《呐喊》愛德華·蒙克
最近這些日子,氣溫像爬山一般,步步高升,今天又是夏至,迎來了溫度的小高峰。若正午,站在窗前,向外望去,似乎空氣都熱的扭曲起來。
八大山人署名,哭之笑之。
人就是矯情,天熱了,反而懷念冬天的冷,尤其是那雪,現在想來,卻是心生爽快。夏日思雪,本是妄想,但可以觀畫,觀雪畫,圖一個清涼心境,也是不錯的。
快雪時晴圖 清代 八大山人 1690 年
上面這幅畫,名為《快雪時晴圖》,是八大山人的作品。此畫名為快雪,卻落雪很是稀疏,唯有留白的石面,和老松枯枝上,似乎有雪的殘存。可能,八大山人,也怕觀者有疑,就在右上題寫道:此快雪時晴圖也。古人一刻千金,求之莫得,餘乃浮白呵凍,一昔成之。
大概意思是:這是快雪時晴圖。古人一時之光景,千金難求,今我呵氣取暖,一晚上才畫成。

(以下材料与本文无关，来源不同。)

PR #110, opened 2016-12-24
fix confusing indentation

lainegholson:
they were causing -Wmisleading-indentation warnings with GCC 6


williamh:
I believe this is taken care of in 0.23.1.
Thanks much, and if you see anything else please let me know. :-)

看到這裡,就大概明白了八大山人的心思,他想體驗一把古人,王羲之老哥當年寫《快雪時晴帖》的心境。 而将此心境,畫成一幅畫,取名《快雪時晴圖》。
快雪時晴 元代 趙孟頫
有如此想法的,絕非八大山人一人。多年前,趙孟頫讀王羲之《快雪時晴帖》後,仿寫了“快雪時晴”四字,并把此作品,贈送給了黃公望。
有趣的是,在趙孟頫走了多年後,不知道什麼原因,黃公望又想起了趙孟頫的這四字墨寶。傳承就是這麼有趣,黃公望取這四字之意韻,畫了一幅《快雪時晴圖》。
快雪時晴圖 元代 黃公望
文化的傳承打破了時空,揣摩古人之心境,寫或畫當下我之作品,東晉的一場雪,就這樣下了千年沒有停。
此時,天氣的溫度還是很高,但心已不在燥熱,甚至有一點王羲之當年寫《快雪時晴帖》的爽快。我已然明白,什麼名帖、技法都不足一提,唯古人心境千金難得!